На основе ранее полученных данных по адгезии и пролиферации фибробластов мыши 3Т3 на трехмерных пористых матриксах из фиброина шелка были выбраны 3 концентрации инокулируемых клеток: 10000/лунку, 20000/лунку и 40000/лунку. Также была выбрана оптимальная концентрация микрочастиц на основе 3 подходов: 1 мг/мл, 5 мг/ мл и 10 мг/мл. Фибробласты мыши 3Т3 культивировали на микроносителях в течение 7 дней. На 1, 3 и 7 день образцы фиксировали 4% параформальдегидом и исследовали методом конфокальной лазерной сканирующей микроскопии. Проводили подсчет частиц, на которых выявлялись клетки, и определяли количество клеток на микрочастицах. Результаты экспериментов приведены в таблицах 1-3.

При внесении клеток в концентрации 10000/лунку вне зависимости от содержания микроносителя количество частиц с прикрепившимися клетками было значительно ниже, чем в более высоких концентрациях. При этом на 3 день культивирования количество частиц, на которых выявлялись клетки, стало ниже, чем на первый день. При высокой плотности суспензии микрочастиц (10 мг/мл) также выявляется значительно меньше микроносителей, содержащих клетки.
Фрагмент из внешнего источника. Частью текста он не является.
PR #1841, opened 2019-06-14
Proposal of a coding style for the UI code

aalex:
Please try it out, and suggest changes to it, as needed.


jberube:
We already have 3 tools that touch linting and formatting:
- eslint
- prettier
- tslint (through babel)

We already have a prettier configuration in package.json, the one you propose in incompatible with it.

Where does the need come from?

aalex:
Good to know! I hadn't seen the other one. I made this one. I'll close this PR. The source code documentation should probably point to those resources, somewhere.

PR #1848, opened 2019-06-18
clinical page done. 

Velythyl:
Could not do Phenotypes as they are not in grapql (broken?). Possible improvements: add phenotypes. Add diagnoses and outcomes to family members (also not in graphql (broken?)).


src/components/EntityPage/Participant/ParticipantClinical.js
```diff
@@ -1,15 +1,46 @@
...
+  //const phenotypes = getNodes(participant, "phenotype", []);
 
-const ParticipantClinical = () => {
   return (
     <React.Fragment>
-      <EntityContentSection title="Diagnoses">Diagnoses Chart</EntityContentSection>
+      <EntityContentSection title="Diagnoses">
+        {diagnoses.length === 0 ?
+          <div>No diagnoses.</div> :
+          <ControlledDataTable loading={false} columns={diagHeads} data={diagnoses} dataTotalCount={-1} onFetchData={() => null} />
```
jberube: Sorry about that, `ControlledDataTable` should have allowed to use it in a "static" way more easily.

You could pass it a `manual={false}` property, and pass that property to the `ReactTable` component. Just be sure to default the value of `manual` inside `ControlledDataTable` to `false`.

src/components/EntityPage/Participant/ParticipantClinical.js
```diff
@@ -1,15 +1,46 @@
...
+        }
+      </EntityContentSection>
       <EntityContentDivider />
-      <EntityContentSection title="Phenotypes">Phenotypes Chart</EntityContentSection>
+      <EntityContentSection title={"Family"}>
+        <div style={{color: "#404c9a", fontWeight: "bold"}}>
+          <img src={require("../../../assets/icon-families-grey.svg")} style={{height: "1em", marginRight: "1em"}} alt={"family icon"}/>
```
jberube: You can move that reuiqre to the top of the file and use an `import` instead. It will give a you the same result more easily, as you can use aliases in the path. It's also more refactor friendly.

```
import familyIconPath from 'assets/icon-families-grey.svg';
```

src/components/EntityPage/Participant/Utils/sanitize.js
```diff
@@ -0,0 +1,22 @@
+/**
```
jberube: ❤️ 
Nice function!

Just be extra careful not to mutate the parameter: you might have a nasty surprise if you pass the value to another function that expect the value _not_ to be modified.

Those functions should return new values. Either ensure the immutability of the function, or clone it's input before mutating it. Since that one is recursive, cloning you have a bigger impact, so I would suggest just to keep immutability.

If I'm not clear (sorry, in a hurry), I'll show you tomorrow what I mean.

src/components/EntityPage/Participant/index.js
```diff
@@ -53,6 +52,11 @@ class ParticipantEntity extends React.Component {
   render() {
     const { participantId, location, participant, isLoading, error } = this.props;
 
+    //only way to update the page when we click a link to a participant in clinical...
+    if(this.props.participant !== null && this.props.participant.kf_id !== this.props.participantId) {
```
jberube: Should you check isLoading too to prevent sending the query many times?

src/components/EntityPage/Participant/Utils/sanitize.js
jberube: Here's an example of a way to achieve this with `Object.prototype.keys` and `Map.prototype.reduce`:

```js
function sanitize(obj) {
  if (Array.isArray(obj)) return obj.map(sanitize);

  return Object.keys(obj).reduce((newObj, key) => {
    const val = obj[key];
    newObj[key] = val === null ? '--' : typeof val === 'boolean' ? `${val}` : obj[key];
    return newObj;
  }, {});
}
```

I haven't tested, though.

src/components/EntityPage/Participant/ParticipantClinical.js
Velythyl: done!

src/components/EntityPage/Participant/Utils/sanitize.js
Velythyl: Alright! I tested it and I works ^^

I didn't know that JS had reduce, I'll keep that in mind for the future :) Thanks!

src/components/EntityPage/Participant/index.js
Velythyl: From what I've tested the check to see if this.props.participant is null handles that, but I can add a check to isLoading to be sure!

src/components/EntityPage/Participant/ParticipantClinical.js
Velythyl: I'm not sure what you mean :/ I looked at the source of ControlleDataTable and the "fake" props I'm passing it (loading, dataTotalCount and onFetchData) are all required. I feel like if we're adding a `manual` prop we'd have to remove the propTypes that are there right now.

jberube: You're right, it would need a little more refactor.
Let's forget about this.

src/services/profiles.js
```diff
@@ -61,6 +61,9 @@ export const getProfile = api => async () => {
     },
   });
 
+  console.log(url)
```
jberube: oupsy!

В связи с этим, количественный подсчет клеток на микроносителях проводился для витализированных микроносителей при внесении 20000/лунку и 40000/лунку и суспензии микрочастиц с концентрацией 1 мг/мл и 5 мг/мл.
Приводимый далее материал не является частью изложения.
Issue #1722, opened 2019-05-10
Saved queries: show the description of each virtual study


aalex:
As a user, I want to see a widget that lists my virtual studies.

(this user story is part of an epic - see below)

## Acceptance criteria
- Show the description for each virtual study.
- This text must reflect the actual description for each virtual study and be kept up-to-date.
- Limit to 60 characters. Use an ellipsis if its more than that.
- Imitate a "pre" tag - in which multiple white spaces are shown as such. (imitate the behaviour of the description in the cohort builder page, for that)
- Add a tooltip that show the full description of the virtual study when you mouse over it.
- Use the same grey text font and style as the other tab. (not in bold)

## Mockups
![image](https://user-images.githubusercontent.com/293677/57876868-69a23e00-77e4-11e9-8f64-f689d0ac6e83.png)

## Technical discussion
- It should be implemented better than in the file repository. In the file repository, it's calculated once and then stored. Here, we want to dynamically query it each time the page is loaded.

aalex:
(QA) The PR attached to this item has been closed, but the branch has not been merged. The feature is therefore not implemented in the dev/QA environment. Someone should then continue the work in that branch (or in a new branch) and then open a new PR.

jberube:
I am on it at the moment, thanks.

aalex:
The PR https://github.com/kids-first/kf-portal-ui/pull/1861 had been linked to this item, but then got closed without being merged.

aalex:
(QA) LGTM

![image](https://user-images.githubusercontent.com/293677/60686335-165c7b80-9e76-11e9-88af-9e21fa497937.png)

aalex:
(QA) Changes requested:
- Display the description of the virtual study on more than one line, if needed. 
- Increase the maximum length of the description to 140 characters.
- Make sure there is no text under the "Delete" button. (the trashcan)

aalex:
(QA) LGTM

![image](https://user-images.githubusercontent.com/293677/60919658-53ed4a00-a264-11e9-8752-8cf8d620561e.png)

PR #1861, opened 2019-06-28
Show description of each virtual study

jaouad-benassila:


src/components/UserDashboard/SavedQueries/index.js
```diff
@@ -191,10 +225,18 @@ export const MySavedQueries = compose(
...
                         <Scroll>
-                          {virtualStudies.map(s => (
-                            <Study>
+                          {virtualStudies.map((s, index) => (
+                            <Study key={s.id}>
                               <Row justifyContent="space-between" width="100%">
-                                <StudyLink to={`/explore?id=${s.id}`}>{s.name}</StudyLink>
+                                <div className={`${studyStyle}`}>
+                                  <StudyLink to={`/explore?id=${s.id}`}>{s.name}</StudyLink>
+                                  {virtualStudyLoad(s.id, index, props)}
```
jberube: That cause a query for every virtual studies of the user at each render.

Please move to the appropriate lifecyle event.

src/components/UserDashboard/SavedQueries/index.js
```diff
@@ -78,6 +99,19 @@ const mapStateToProps = state => {
   };
 };
 
+let descriptions = new Array(20);
```
jberube: Why did you use a module variable here? It won't be set when the query returns, so there won't be a render unless something else triggers it.

Please move to the state of the component, or use redux to store the virtual studies info. We currently only store the information of the loaded study in the cohort-builder, but we could store them all now that there is a need for it. See `src\store\reducers\ui\participantEntityPage.js` for an example. Reducers in the `ui` folder are for specific parts of the UI, if we end-up re-using the information, we will move it to a general-purpose reducer later.

jberube:
I've found an endpoint of Riff that allows to get the whole content of a user, that would be more effective than querying for each saved study: 
https://github.com/kids-first/riff/blob/master/src/main/java/bio/overture/riff/controller/RiffController.java#L50

aalex:
This PR had been connected to https://github.com/kids-first/kf-portal-ui/issues/1722 - but the PR has been closed without being merged.

PR #1894, opened 2019-07-05
Change the link of studies and participants clickable diagrams in the…

nyanofthemoon:


src/components/UserDashboard/charts.js
```diff
@@ -175,23 +164,41 @@ export const UserInterestsChart = withTheme(({ data, theme }) => {
...
+)(({ data, theme, setSqons, virtualStudy, history }) => {
 
   const onClick = barData => {
     trackBarClick(diagnosesChartCategory, barData);
-    history.push(barData.data.url);
+    addSqon('diagnoses.diagnosis', barData.data.name);
+    history.push('/explore');
+  };
+
+  const addSqon = (field, value) => {
```
Velythyl: Small thing: would extracting the addSqon function and making it top-level in the file a good idea? The addSqon function is also used at line 88, so we could avoid duplicated code this way. I don't know if this is the right move though as addSqon has side effects :)

nyanofthemoon: Would rather not since the components are now connected to the state.

Velythyl: (passing the virtualstudy as a parameter would be required, though)

Velythyl: Alright! LGTM then :)

PR #1914, opened 2019-07-09
Fixed and ready to merge

Velythyl:
changed wrapping css to word-break. Added div and the same style to tooltip. Number of chars now calculated in JS instead of CSS


src/components/UserDashboard/SavedQueries/index.js
```diff
@@ -76,10 +76,7 @@ const Scroll = styled('div')`
 const studyDescriptionStyle = css({
   fontSize: '12px',
   fontFamily: 'Open Sans, sans-serif',
-  maxWidth: '400px',
-  textOverflow: 'ellipsis',
-  whiteSpace: 'nowrap',
-  overflow: 'hidden',
+  wordBreak: 'break-word',
```
nyanofthemoon: 🦄

PR #1931, opened 2019-07-10
fixed 1681 by changing the formatter for the axis to ignore decimals

Velythyl:


src/chartkit/components/HorizontalBar.js
```diff
@@ -139,7 +139,7 @@ class HorizontalBar extends Component {
       indexBy = 'id',
       height,
       tooltipFormatter,
-      axisBottomFormat = v => v.toLocaleString(),
+      axisBottomFormat = v => Number.isInteger(Number(v)) ? v.toLocaleString() : "",
```
nyanofthemoon: @Velythyl Where should the data for 0.5 or 1.5 go?

Velythyl: it won't be displayed.

From what I can see, the only uses of those Bars are to display numbers of stuff that only make sense in integers

Like participants, or number of files, or number of diagnoses

PR #1985, opened 2019-07-29
added some missing information in NEWS.md

jberube:
Also prettified the file.


jberube:
Will be updated on another PR instead.

PR #1993, opened 2019-08-05
fix/1961 - access of DCF files not taken into account properly

jberube:
Acl of DCF files were not taken into account.

⚠️  Needs to be tested before this fix is accepted.

Also, it had to be based on `fix/1991-file-entity-phenotypes` because the file entity page wasn't working . Will be rebased on dev once `fix/1991-file-entity-phenotypes` is merged.


nyanofthemoon:
@jberube Cannot test.
image

nyanofthemoon:
@jberube works on my local connected to prod env.

PR #13575, opened 2026-01-21
Make sure to score the new Grammar FITB questions properly

anathomical:
## WHAT
In Skills Report use special FITB scoring when a question is of the new Grammar FITB type, not just the old Connect FITB types.
## WHY
We want to score these new questions with the same logic rather than treating them all as having 5 attempts for scoring
## HOW
Use the FITB scoring logic for both values of `question_type`, not just the one

PR Checklist | Your Answer
------------ | -------------


emilia-friedberg (approved):
That was fast! Thank you!

eadams17 (approved):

Как следует из анализа данных таблицы 3, наиболее оптимальные условия для роста фибробластов мыши 3Т3 на микроносителях создаются при использовании суспензии микрочастиц с концентрацией 5 мг/мл и внесении 20000 клеток на лунку.

1. Биорезорбируемый микроноситель для доставки клеток в область повреждения ткани кожи для заживления и регенерации ран, характеризующийся тем, что он представляет собой частицы диаметром 50-300 мкм, обладающие отрицательным зарядом при значениях рН 6,0-7,5 и полученные измельчением трехмерных пористых матриксов на основе фиброина шелка Bombyx mori.

2. Микроноситель по п. 1, характеризующийся тем, что измельчение трехмерных пористых матриксов включает следующие стадии:

a) заморозку в течение 12-24 часов при от -80 до -90°С;

b) криоизмельчение матриксов с применением диспергатора.

3. Микроноситель по п. 1, характеризующийся тем, что получение трехмерных пористых матриксов на основе фиброина шелка путем замораживания-оттаивания водного раствора фиброина включает в себя следующие стадии:

a) получение водного раствора фиброина с концентрацией 18-30 мг/мл с использованием смеси CaCl₂:C₂H₅OH:H₂O в молярном соотношении 1:2:8;

b) заморозку смеси раствора фиброина с ДМСО, при этом содержание ДМСО в растворе составляет 0,5-2%;

c) размораживание и обработку этанолом заготовки трехмерного матрикса.

4. Микроноситель по п. 1, характеризующийся тем, что дополнительно содержит среду для культивирования, подбираемую под линию клеток.